In matrix form, this becomes $$ \left[\begin{array}{c} y_1[p]\\y_1[p+1]\\\vdots\\y_1[p+N-1]\end{array}\right] \approx \left[\begin{array}{cccc}y_2[2p] & y_2[2p-1] & \cdots & y_2[0]\\ y_2[2p+1] & y_2[2p] & \cdots & y_2[1]\\ \vdots & \ddots & \ddots & \vdots \\ y_2[2p+N-1] & y_2[2p+N-2] & \cdots & y_2[N-1] \end{array}\right] \left[\begin{array}{c}h_2[0]\\h_2[1]\\\vdots\\h_2[2p] \end{array}\right] $$ or more concisely $$ \underline{y}_1 \approx {\bf Y_2}\underline{h}_2 $$ The least squares solution for the equalizing filter coefficient vector is $$ \underline{h}_{2,LS} = \left({\bf Y_2^HY_2}\right)^{-1}{\bf Y_2^H}\underline{y}_1 $$

You can alternatively use LMS or RLS to do recursive updates to find/track $\underline{h}_2$.
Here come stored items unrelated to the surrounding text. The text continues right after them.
PR #1567, opened 2025-04-28
Enhancement in pypi publish

payalcha:
## Summary
Enhancement and improvement in pypi publish,

## Type of Change (Mandatory)
- Feature enhancement  

## Description (Mandatory)
1. Adding commit hash in the source so that one can get exact commit-id for which Pypi hash is created. image
2. Introduces a new input (**test_pypi**). It will help someone to understand implication in downstream as well. By this, one can push package in testpypi option from their PR branch. And test with that package downstream applications like openfl-security.

3. **Improvement** - Testing the package post push in respective repository.
4. As discussed below in comments - 
There is requirement to add multiple push on same date in case of any hotfix. To achieve the same, changed the versioning format from 
1.9.0.dev<date> ---> 1.9.0.dev<date>0 for openfl-nightly 
Reason of above format - Due to PEP440 restrictions "." or "-" is not supported after 1.9.0.dev<date>.
To decide the new_version
1st I verify old_version with suggested new_version if same I add 1 to last digit of old_version.
**"+"** Pypi is not allowing in its version.

As I result for same date version will be like 
image

## Testing
Tested against Test Pypi - 
https://github.com/payalcha/openfl/actions/runs/14713844986

### DIFF
--- a/.github/workflows/publish_nightly_package.yml
+++ b/.github/workflows/publish_nightly_package.yml
@@ -74,6 +74,7 @@ jobs:
         echo "OpenFL version is $(pip list | grep openfl)" 
         python3 -m pip uninstall -y openfl openfl-nightly
         python3 -m pip install ${{ env.OPENFL_NIGHTLY_WHL_FILE }}
+        python3 -m pip install -r test-requirements.txt
         python -m pytest -s tests/end_to_end/test_suites/task_runner_tests.py \
         -m task_runner_basic --model_name "keras/mnist" \
         --num_rounds 1 --num_collaborators 1
--- a/.github/workflows/publish_nightly_package.yml
+++ b/.github/workflows/publish_nightly_package.yml
@@ -52,12 +52,13 @@ jobs:
         echo "Repository URL: $full_url"
         version=$(grep -oP "(?<=version=')[^']+" setup.py)
         date_suffix=$(date +%Y%m%d)
-        new_version="${version}${date_suffix}0"
+        new_version="${version}${date_suffix}-0"
         sed -i 's/name=.*/name="openfl-nightly",/' setup.py
         sed -i "s/version=.*/version='$new_version',/" setup.py
         sed -i 's/Development Status :: 5 - Production\/Stable/Development Status :: 4 - Beta/' setup.py
         sed -i "s|'Source Code': '.*'|'Source Code': '${full_url}'|g" setup.py
         echo "NEW_VERSION=${new_version}" >> $GITHUB_ENV
+        echo ${{env.TEST_PYPI}} ${{inputs.test_pypi}}
 
     - name: Build package
       id: build_package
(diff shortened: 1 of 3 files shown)


.github/workflows/publish_nightly_package.yml
```diff
@@ -42,12 +47,17 @@ jobs:
     - name: Modify setup.py for nightly build
       run: |
         echo "Creating package..."
+        base_url="https://github.com/securefederatedai/openfl/tree/"
+        full_url="${base_url}${{ env.COMMIT_ID }}"
+        echo "Repository URL: $full_url"
         version=$(grep -oP "(?<=version=')[^']+" setup.py)
         date_suffix=$(date +%Y%m%d)
-        new_version="${version}${date_suffix}"
+        new_version="${version}${date_suffix}0"
```
teoparvanov: What's the `0` suffix for?

teoparvanov (approved):
LGTM!

bsenthilr:
hi @payalcha thanks for taking care of this. 
As we discussed we would require a way to push hotfix. This requires a workflow support to trigger a hotfix which will promote wheels with PEP standard semantic versioning to reflect it.

bsenthilr (approved):

payalcha:
@bsenthilr 
Simplest suggestion can be adding '0' post date. 
For this we need to do below changes - 
1. Check if the pypi exists for current date 
2. If exists increment last digit (limitation max 10 push allowed in a day)

@teoparvanov  @rahulga1  @psfoley 
Shall we change the version from 
`1.9.0.dev<date>` ---> `1.9.0.dev<date>0` for openfl-nightly

For e.g - 
image

rahulga1 (approved):

rahulga1:
LGTM

.github/workflows/publish_nightly_package.yml
```diff
@@ -58,30 +57,48 @@ jobs:
...
         -m task_runner_basic --model_name "keras/mnist" \
-        --num_rounds 1 --num_collaborators 2
+        --num_rounds 1 --num_collaborators 1
         echo "Verified the package installation successfully!"
 
     - name: Upload package to PyPI
       run: |
-        python3 -m twine upload dist/openfl_nightly* --verbose -u __token__ -p ${{ secrets.PYPI_API_TOKEN }}
-        echo "Package published successfully!"
+        if [ "${{ env.TEST_PYPI }}" ]; then
```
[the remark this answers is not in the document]
payalcha: Boolean can't be compare like this.

.github/workflows/publish_nightly_package.yml
payalcha: Added in description needed details.

bsenthilr:
@payalcha wondering if https://peps.python.org/pep-0440/#local-version-identifiers is cleaner.
Keep the default format. For hotfixes
1.9.0.dev<date>+<hotfix#>

Eg., 1.9.0.dev20250428+2

WDYT?

theakshaypant:
Perhaps we can consider `1.9.0.dev<date>+<commit_hash>`.

psfoley:
> Perhaps we can consider `1.9.0.dev<date>+<commit_hash>`.

@theakshaypant I suspect that the last suffix should be ascending to be recognized as the latest.

@bsenthilr I was thinking the same. Keep the counter but separate with either a `+` or `.` so that date is read cleanly. @payalcha after that change I think this is ready to merge.

theakshaypant:
> > Perhaps we can consider `1.9.0.dev<date>+<commit_hash>`.
> 
> @theakshaypant I suspect that the last suffix should be ascending to be recognized as the latest.

@psfoley You are right! 
> Comparison and ordering of local versions considers each segment of the local version (divided by a `.`) separately. If a segment consists entirely of ASCII digits then that section should be considered an integer for comparison purposes and if a segment contains any ASCII letters then that segment is compared lexicographically with case insensitivity. When comparing a numeric and lexicographic segment, the numeric section always compares as greater than the lexicographic segment. Additionally a local version with a great number of segments will always compare as greater than a local version with fewer segments, as long as the shorter local version’s segments match the beginning of the longer local version’s segments exactly.

[Ref](https://peps.python.org/pep-0440/#local-version-identifiers).

payalcha:
> > Perhaps we can consider `1.9.0.dev<date>+<commit_hash>`.
> 
> @theakshaypant I suspect that the last suffix should be ascending to be recognized as the latest.
> 
> @bsenthilr I was thinking the same. Keep the counter but separate with either a `+` or `.` so that date is read cleanly. @payalcha after that change I think this is ready to merge.


@psfoley 
As I mentioned in comment we can't keep  '." after 1.9.0.dev<date> as it is against [PEP440](https://peps.python.org/pep-0440/) mandate. And "+" pypi is not accepting.

@theakshaypant As sequence is issue, I kept commit-hash in source-code url, so that you can get commit-hash.

payalcha:
> https://peps.python.org/pep-0440/#local-version-identifiers

PyPi is not allowing '+' in version after 1.9.0.dev<date>.


image

noopurintel (approved):

bsenthilr:
> PyPi is not allowing '+' in version after 1.9.0.dev.
thats a bummer so we need to keep looking for pep way. Looks like pypi is more strict towards upstream versioning.

PR #1570, opened 2025-04-29
Verify that one collaborator cannot get tensors from another one.

yuliasherman:
## Summary
Verify that one collaborator cannot get tensors from another one.

## Type of Change (Mandatory)
Bug fix  - security hole

## Description (Mandatory)
The PR prohibits getting tensors of another collaborator specified through the 'tags' fielsd.

## Testing
Added unit tests.


openfl/component/aggregator/aggregator.py
```diff
@@ -545,13 +545,28 @@ def _straggler_cutoff_time_elapsed(self) -> None:
             # Check if minimum collaborators reported results
             self._end_of_round_with_stragglers_check()
 
+    def _check_tags(self, tags: tuple[str, ...], allowed_col: str) -> bool:
+        """
+        Check if all tags are either the allowed column or unauthorized.
```
teoparvanov: "col" should refer to collaborator, rather than column, right?

openfl/component/aggregator/aggregator.py
```diff
@@ -545,13 +545,28 @@ def _straggler_cutoff_time_elapsed(self) -> None:
...
+        Args:
+            tags (tuple[str, ...]): The set of tags to check.
+            allowed_col (str): The only authorized column allowed in the tags.
+
+        Returns:
+            bool: True if all tags are valid, False if an unauthorized column
+            (other than allowed_col) is found.
+        """
+        for tag in tags:
+            if tag in self.authorized_cols and tag != allowed_col:
```
teoparvanov, line 564: `authorized_cols` contains the names of collaborators authorized for the experiment (effectively, the entries in `cols.yaml`)

teoparvanov (commented):
LGTM, with some minor comments:

openfl/component/aggregator/aggregator.py
yuliasherman: Fixed

openfl/component/aggregator/aggregator.py
yuliasherman: Correct

teoparvanov (approved):
LGTM, thanks @yuliasherman !

openfl/component/aggregator/aggregator.py
```diff
@@ -545,13 +545,28 @@ def _straggler_cutoff_time_elapsed(self) -> None:
...
+        return True
+
     def get_aggregated_tensor(
-        self,
-        tensor_name,
-        round_number,
-        report,
-        tags,
-        require_lossless,
+        self, tensor_name, round_number, report, tags, require_lossless, requested_by
```
rahulga1, line 569: where is this field `requested_by` is being set?

psfoley: @rahulga1 here: https://github.com/securefederatedai/openfl/pull/1570/files#diff-5ccc7efabe87b6f422c5c1911011b5665e3d06fd0959b82f80706c880b4876d5R251

psfoley (approved):
Thanks for implementing this @yuliasherman. Approved

openfl/component/aggregator/aggregator.py
rahulga1: Got it. Thanks @psfoley

rahulga1 (approved):

openfl/component/aggregator/aggregator.py
```diff
@@ -577,9 +593,14 @@ def get_aggregated_tensor(
         else:
             compress_lossless = False
 
+        if not self._check_tags(tags, requested_by):
+            logger.error(
+                "Tag check failed: unauthorized tags detected. Only '%s' is allowed.", requested_by
+            )
+            return NamedTensor()
```
theakshaypant, line 600: Should we not raise an error if someone tries to access an unauthorised tensor?

tests/openfl/component/aggregator/test_aggregator.py
```diff
@@ -135,16 +136,41 @@ def test_get_tasks(agg, col_name, tasks, time_to_quit,
     assert (tasks, sleep_time, time_to_quit) == (exp_tasks, exp_sleep_time, exp_time_to_quit)
 
 
-def test_get_aggregated_tensor(agg):
-    """Test that test_get_tasks is failed without a correspond data."""
-    tensor_name = 'test_tensor_name'
-    require_lossless = False
+def test_get_aggregated_tensor_behavior(agg):
```
theakshaypant, line 139: Nit: In my opinion, this can be split into two separate tests.

openfl/component/aggregator/aggregator.py
teoparvanov: We wouldn't like the aggregator to crash if a malicious collaborator requested another participant's tensors, would we? At the same time, we have a trace of this in the logs (via the error log above). I believe this is sufficient for now.

tests/openfl/component/aggregator/test_aggregator.py
yuliasherman: The test verifies a correct behaviour of the get_aggregated_tensor API, it does not worth splitting.

openfl/component/aggregator/aggregator.py
theakshaypant: Right, makes sense.

yuliasherman: We agreed on this behaviour in an offline discussion.

theakshaypant (approved):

One additional comment on equalizing one time series to the other: by choosing to equalize $\underline{y}_2$ to $\underline{y}_1$, we choose one spectral weighting - implicitly. If we instead equalized $\underline{y}_1$ to $\underline{y}_2$, we would have a slightly different spectral weight for the overall least squares fit. If the filters are relatively minor in magnitude variation over the signal band, the spectral weight difference is similarly minor, but if the equalizer filter response is quite different for the two cases (can just as well solve and analyze both), you will need to assess which is preferred/better and why.